• _TASK GOAL_
Search the data for the word "using" and copy each line that has it.

• _DATA SHOWN_
********************
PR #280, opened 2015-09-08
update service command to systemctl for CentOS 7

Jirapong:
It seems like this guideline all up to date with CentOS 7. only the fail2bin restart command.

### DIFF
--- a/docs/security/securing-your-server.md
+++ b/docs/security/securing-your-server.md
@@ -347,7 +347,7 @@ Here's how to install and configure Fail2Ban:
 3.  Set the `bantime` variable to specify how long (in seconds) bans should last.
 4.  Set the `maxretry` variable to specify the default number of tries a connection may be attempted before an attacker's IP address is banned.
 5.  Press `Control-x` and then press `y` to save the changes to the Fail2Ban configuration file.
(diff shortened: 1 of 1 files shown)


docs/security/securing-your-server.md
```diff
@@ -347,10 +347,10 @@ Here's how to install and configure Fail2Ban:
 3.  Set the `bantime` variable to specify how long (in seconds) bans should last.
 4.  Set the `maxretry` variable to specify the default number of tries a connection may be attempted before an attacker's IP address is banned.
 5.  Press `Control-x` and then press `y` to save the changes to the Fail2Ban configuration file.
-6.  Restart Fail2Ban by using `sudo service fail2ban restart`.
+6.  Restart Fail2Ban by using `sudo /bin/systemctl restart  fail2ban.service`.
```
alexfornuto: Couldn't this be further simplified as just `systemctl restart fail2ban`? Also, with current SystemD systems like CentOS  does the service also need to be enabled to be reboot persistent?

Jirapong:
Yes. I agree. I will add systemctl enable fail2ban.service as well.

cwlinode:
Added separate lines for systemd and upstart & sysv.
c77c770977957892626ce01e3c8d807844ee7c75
********************
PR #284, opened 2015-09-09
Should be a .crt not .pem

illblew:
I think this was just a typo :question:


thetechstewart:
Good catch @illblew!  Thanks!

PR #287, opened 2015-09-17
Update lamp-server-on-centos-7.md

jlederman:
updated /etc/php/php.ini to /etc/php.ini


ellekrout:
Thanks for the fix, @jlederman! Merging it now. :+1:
********************
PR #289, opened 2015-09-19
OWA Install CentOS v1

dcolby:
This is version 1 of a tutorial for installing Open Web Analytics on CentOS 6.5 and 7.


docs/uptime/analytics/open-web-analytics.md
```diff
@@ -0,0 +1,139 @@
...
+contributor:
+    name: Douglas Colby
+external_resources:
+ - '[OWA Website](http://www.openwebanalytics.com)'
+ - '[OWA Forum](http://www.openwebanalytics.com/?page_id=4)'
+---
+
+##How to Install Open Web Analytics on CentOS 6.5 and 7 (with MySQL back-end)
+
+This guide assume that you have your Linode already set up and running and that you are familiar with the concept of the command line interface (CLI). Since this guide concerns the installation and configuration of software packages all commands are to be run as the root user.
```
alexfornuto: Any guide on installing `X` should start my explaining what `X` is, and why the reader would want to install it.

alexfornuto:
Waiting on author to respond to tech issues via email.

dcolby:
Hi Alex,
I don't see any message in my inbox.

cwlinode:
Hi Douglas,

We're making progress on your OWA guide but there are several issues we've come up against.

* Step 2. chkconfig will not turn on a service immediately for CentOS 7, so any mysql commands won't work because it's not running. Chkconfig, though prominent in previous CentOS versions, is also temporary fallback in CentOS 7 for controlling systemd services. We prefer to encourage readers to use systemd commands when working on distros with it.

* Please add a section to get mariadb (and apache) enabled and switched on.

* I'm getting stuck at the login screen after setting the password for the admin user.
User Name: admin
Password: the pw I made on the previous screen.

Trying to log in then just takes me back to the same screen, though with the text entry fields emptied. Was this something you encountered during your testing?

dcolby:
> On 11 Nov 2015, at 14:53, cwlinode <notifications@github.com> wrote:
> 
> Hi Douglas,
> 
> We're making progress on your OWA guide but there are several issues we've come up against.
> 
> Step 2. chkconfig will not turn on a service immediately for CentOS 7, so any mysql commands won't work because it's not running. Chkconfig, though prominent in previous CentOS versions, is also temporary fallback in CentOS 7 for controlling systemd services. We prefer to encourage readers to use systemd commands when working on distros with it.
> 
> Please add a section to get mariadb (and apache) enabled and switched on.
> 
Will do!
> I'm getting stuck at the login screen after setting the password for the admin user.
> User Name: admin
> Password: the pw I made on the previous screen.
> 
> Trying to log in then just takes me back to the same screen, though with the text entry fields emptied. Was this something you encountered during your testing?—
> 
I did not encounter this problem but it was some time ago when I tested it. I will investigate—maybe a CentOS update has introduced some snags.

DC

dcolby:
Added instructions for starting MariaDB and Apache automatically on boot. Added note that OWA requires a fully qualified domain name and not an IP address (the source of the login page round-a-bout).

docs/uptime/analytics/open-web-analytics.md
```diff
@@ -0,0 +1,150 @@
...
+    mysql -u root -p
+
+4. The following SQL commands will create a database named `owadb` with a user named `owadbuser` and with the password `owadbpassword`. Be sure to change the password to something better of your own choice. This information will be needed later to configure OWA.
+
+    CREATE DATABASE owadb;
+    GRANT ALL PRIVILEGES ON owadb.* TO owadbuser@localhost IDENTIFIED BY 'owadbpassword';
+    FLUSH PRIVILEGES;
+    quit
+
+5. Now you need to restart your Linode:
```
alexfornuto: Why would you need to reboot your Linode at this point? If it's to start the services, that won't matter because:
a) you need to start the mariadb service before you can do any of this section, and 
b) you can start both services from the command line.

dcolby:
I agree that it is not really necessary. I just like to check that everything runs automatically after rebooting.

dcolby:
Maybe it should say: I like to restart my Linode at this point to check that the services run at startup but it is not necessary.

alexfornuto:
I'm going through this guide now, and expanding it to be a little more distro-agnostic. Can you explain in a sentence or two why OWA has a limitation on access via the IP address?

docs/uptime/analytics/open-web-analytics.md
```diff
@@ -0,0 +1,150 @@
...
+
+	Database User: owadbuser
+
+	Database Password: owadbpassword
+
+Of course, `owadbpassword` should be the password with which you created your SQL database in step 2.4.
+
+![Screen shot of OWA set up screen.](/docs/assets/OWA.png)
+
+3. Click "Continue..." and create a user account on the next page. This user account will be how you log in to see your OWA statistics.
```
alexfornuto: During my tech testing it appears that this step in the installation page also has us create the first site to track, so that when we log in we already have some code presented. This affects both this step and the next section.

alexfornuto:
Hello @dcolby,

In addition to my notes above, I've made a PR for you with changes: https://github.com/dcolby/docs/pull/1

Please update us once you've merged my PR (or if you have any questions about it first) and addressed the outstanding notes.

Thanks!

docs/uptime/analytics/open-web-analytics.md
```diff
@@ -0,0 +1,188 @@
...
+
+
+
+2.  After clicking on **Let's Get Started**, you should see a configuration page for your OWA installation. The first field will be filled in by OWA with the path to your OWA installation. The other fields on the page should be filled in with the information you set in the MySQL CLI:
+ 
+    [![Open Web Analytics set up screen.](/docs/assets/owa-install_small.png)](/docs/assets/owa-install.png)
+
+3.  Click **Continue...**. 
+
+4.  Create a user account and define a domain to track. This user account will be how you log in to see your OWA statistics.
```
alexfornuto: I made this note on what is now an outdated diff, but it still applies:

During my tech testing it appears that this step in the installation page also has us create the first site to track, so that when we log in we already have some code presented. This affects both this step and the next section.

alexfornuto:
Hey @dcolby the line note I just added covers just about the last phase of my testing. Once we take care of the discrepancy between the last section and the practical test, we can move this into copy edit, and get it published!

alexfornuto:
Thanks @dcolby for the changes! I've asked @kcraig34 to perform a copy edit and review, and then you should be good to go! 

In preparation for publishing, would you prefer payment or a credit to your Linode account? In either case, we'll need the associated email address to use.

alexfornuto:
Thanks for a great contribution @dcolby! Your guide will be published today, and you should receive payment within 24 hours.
********************
• _RESPONSE BOX_
-6.  Restart Fail2Ban by using `sudo service fail2ban restart`.
+6.  Restart Fail2Ban by using `sudo /bin/systemctl restart  fail2ban.service`.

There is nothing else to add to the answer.